Collected data entries:
PR #901, opened 2018-07-11
[bugfix] Zsh < 5.3: Replace [[-v with ((${+

robobenklein:
For zsh 5.1 compatibility.

From https://github.com/bhilburn/powerlevel9k/pull/830/files#diff-ea5a405f0331722fc10a832209ffe20bL490 it only worked in 5.3+.

I'm not sure if this is better or if the `defined` util function should be preferred?

### DIFF
--- a/powerlevel9k.zsh-theme
+++ b/powerlevel9k.zsh-theme
@@ -498,7 +498,7 @@ prompt_battery() {
     fi
   fi
   # return if POWERLEVEL9K_BATTERY_HIDE_ABOVE_THRESHOLD is set and the battery percentage is greater or equal
-  if [[ -v "POWERLEVEL9K_BATTERY_HIDE_ABOVE_THRESHOLD" && "${bat_percent}" -ge $POWERLEVEL9K_BATTERY_HIDE_ABOVE_THRESHOLD ]]; then
+  if defined POWERLEVEL9K_BATTERY_HIDE_ABOVE_THRESHOLD && [[ "${bat_percent}" -ge $POWERLEVEL9K_BATTERY_HIDE_ABOVE_THRESHOLD ]]; then
     return
   fi
 


dritter:
IMHO we should use the `defined` function as this is the way we do it everywhere. `[[ -v ${VAR} ]]` may be the future, but until we raise our minimum ZSH requirement, we should not use another way.

robobenklein:
Alright, I'll change it again if that's still not right.

robobenklein:
https://travis-ci.org/bhilburn/powerlevel9k/builds/402849456#L641

"Parse Error"? Why did it get an exit 0 then?

Also, test seems to run on zsh 5.0.2?

robobenklein:
@dritter Here's why my first thought was to use the `((${+` check instead of the `[[ -v` or `typeset -p` options, I made a short script which hopefully shows the reasoning:

```zsh
#!/bin/zsh

N=2000000
local SOME_VARIABLE
SOME_VARIABLE="something"

TIMEFMT=$'\nreal\t%E\nuser\t%U\nsys\t%S'

echo
echo "typeset -p:"
time (repeat $N { typeset -p "SOME_VARIABLE" > /dev/null 2>&1 })

echo
echo '${+var}:'
time (repeat $N { (( ${+SOME_VARIABLE} )) })

echo
echo '[[ -v var ]]'
time (repeat $N { [[ -v SOME_VARIABLE ]] })

echo
echo "Variable NOT set: "
unset SOME_VARIABLE

echo
echo "typeset -p:"
time (repeat $N { typeset -p "SOME_VARIABLE" > /dev/null 2>&1 })

echo
echo '${+var}:'
time (repeat $N { (( ${+SOME_VARIABLE} )) })

echo
echo '[[ -v var ]]'
time (repeat $N { [[ -v SOME_VARIABLE ]] })

```

And the output:

```

typeset -p:

real	19.24s
user	9.36s
sys	9.66s

${+var}:

real	0.95s
user	0.95s
sys	0.00s

[[ -v var ]]

real	0.31s
user	0.31s
sys	0.00s

Variable NOT set: 

typeset -p:

real	23.28s
user	13.19s
sys	9.88s

${+var}:

real	0.94s
user	0.94s
sys	0.00s

[[ -v var ]]

real	0.28s
user	0.28s
sys	0.00s

```

onaforeignshore:
These are my results on zsh 5.5.1 (x86_64-apple-darwin17.5.0)

typeset -p:

real	84.15s
user	36.93s
sys	47.00s

${+var}:

real	1.46s
user	1.44s
sys	0.01s

[[ -v var ]]

real	0.62s
user	0.61s
sys	0.01s

Variable NOT set:

typeset -p:

real	91.43s
user	43.60s
sys	47.67s

${+var}:

real	1.39s
user	1.38s
sys	0.00s

[[ -v var ]]

real	0.58s
user	0.58s
sys	0.00s

robobenklein:
Hey @onaforeignshore could you verify that with the proposed changes in #905 that the `defined` function really performs 30x better on OSX? It's kind of hard to believe but I don't have other MacOS computers to test on.

If so, I'll propose that the change to `(( ${+` can wait until a full release, and we can use #905 as a quick patch for right now?

bhilburn:
Merged as part of #905!

Issue #898, opened 2018-07-10
Context Segment Colors envvars not being used


robobenklein:
#### Describe Your Issue
What is happening?

![image](https://user-images.githubusercontent.com/5423266/42534105-d386c414-8459-11e8-8195-2d1be00cdf70.png)
![image](https://user-images.githubusercontent.com/5423266/42534368-8f4d3598-845a-11e8-9c3e-1cdff4858474.png)
(Ubuntu 16.04)
![image](https://user-images.githubusercontent.com/5423266/42534570-ff46d444-845a-11e8-86f4-5ba08fc833d8.png)
(RHEL 7.5 - I realize zsh <5.1 isn't supported? https://github.com/bhilburn/powerlevel9k/issues/877 )

Note - does *not* occur on my local machine:

![image](https://user-images.githubusercontent.com/5423266/42534239-3725a224-845a-11e8-86c8-7c73cb8b9ec2.png)
(Ubuntu 18.04)

#### Have you tried to debug or fix it?

This occurred just today as of the 0.6.5 release. It was working this morning, before I ran the update. I couldn't find any reason this broke locally.

I haven't seen any change notes in the Github release that specified a greater ZSH requirement, but to me it looks like I would just prefer the previous / older release since I didn't have any problems there.

#### Environment Information

P9K is being managed by Zplugin, I've tried fresh reinstalls and on multiple systems.

Systems shown in screenshots use the same ZSHRC and variables to start.

bhilburn:
Uh oh, looks like we might be tagging a v0.6.6? @dritter 

@robobenklein - Can you clarify what version of ZSH you are running? Is this < 5.1, based on your comment about RHEL 7.5?

@dritter - Might be good to roll back to our own function for legacy OS support.

dritter:
Hi @robobenklein !

Thanks for that lightning-fast report. I looked a bit into this, and it looks like this is not a bug, but a feature ;)
The `context` segment is now aware of `sudo` powers. So if you recently did something with sudo, this state is in charge. You can test this behaviour with `sudo -n true && echo "true" || echo "false"`, so you are probably changing the color for the wrong state.

Old states:
`ROOT` - If you are root
`DEFAULT`

New states:
`ROOT` - If you are root
`SUDO` - If you got elevated rights via sudo
`DEFAULT`
`REMOTE` - If you are via SSH in the machine
`REMOTE_SUDO` - If you got elevated rights and SSHed in the machine

[...]

PR #902, opened 2018-07-11
Add new states to context segment in README

dritter:
Explains the states of the `context` segment in the README. Related to #898


bhilburn:
Thanks so much for fixing the docs, @dritter, after our discussion in #898! Much appreciated.

PR #904, opened 2018-07-12
FIx status segment

### LINKED ISSUE #903: Error icon does not work
When I execute an incorrect order in the terminal, it does not show me the error icon, instead it shows me the correct icon.

Screenshot:
Sreenshot error
---
 I do not know how they are handling the errors, but I wanted it to work similar to this:

Like this

This is in my `.zshrc` file:
```
##----------------- Powerline9k Customization
POWERLEVEL9K_MODE='awesome-fontconfig'
POWERLEVEL9K_LEFT_PROMPT_ELEMENTS=(context status dir vcs)
POWERLEVEL9K_DISABLE_RPROMPT=true
POWERLEVEL9K_CONTEXT_TEMPLATE="\uF17C" # Linux icon  (%n@%m) default

POWERLEVEL9K_STATUS_CROSS=true
POWERLEVEL9K_STATUS_OK=true
##----------------

ZSH_THEME="powerlevel9k/powerlevel9k"
```

I'musing `Oh-my-zsh`
in = `Debian 9`
PL9K version = `v0.6.5`
font: `Roboto Medium for Powerline`, 
terminal: `Terminator`, 
zsh v. =   `v5.3.1`

dritter:
This fixes #903 . The problem here was that I made some variables local, but `RETVAL` must be global. In `powerlevel9k_prepare_prompts` (precmd hook) we save the return value of the last executed command. This must be done at the very top of that function, otherwise we get the return value of another command. E.g.:
```
local xxx
RETVAL=$?
```
will always have a RETVAL of 0, because it gets the return value of `local xxx`.

### DIFF
--- a/.travis.yml
+++ b/.travis.yml
@@ -30,3 +30,4 @@ script:
   - test/segments/vcs.spec
   - test/segments/kubecontext.spec
   - test/segments/laravel_version.spec
+  - test/segments/status.spec
--- a/powerlevel9k.zsh-theme
+++ b/powerlevel9k.zsh-theme
@@ -1779,10 +1779,16 @@ powerlevel9k_preexec() {
 
 set_default POWERLEVEL9K_PROMPT_ADD_NEWLINE false
 powerlevel9k_prepare_prompts() {
-  local RETVAL RPROMPT_PREFIX RPROMPT_SUFFIX
+  # Return values. These need to be global, because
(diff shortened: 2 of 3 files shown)


bhilburn:
Thanks so much for putting together a fix for #903 so quickly, @dritter! Plus, we get even further improvement with segment tests. Excellent work, as usual `=)`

Instructions to follow - After identifying the lines above that contain "githubusercontent", copy each one.

Final answer -
![image](https://user-images.githubusercontent.com/5423266/42534105-d386c414-8459-11e8-8195-2d1be00cdf70.png)
![image](https://user-images.githubusercontent.com/5423266/42534368-8f4d3598-845a-11e8-9c3e-1cdff4858474.png)
![image](https://user-images.githubusercontent.com/5423266/42534570-ff46d444-845a-11e8-86f4-5ba08fc833d8.png)
![image](https://user-images.githubusercontent.com/5423266/42534239-3725a224-845a-11e8-86c8-7c73cb8b9ec2.png)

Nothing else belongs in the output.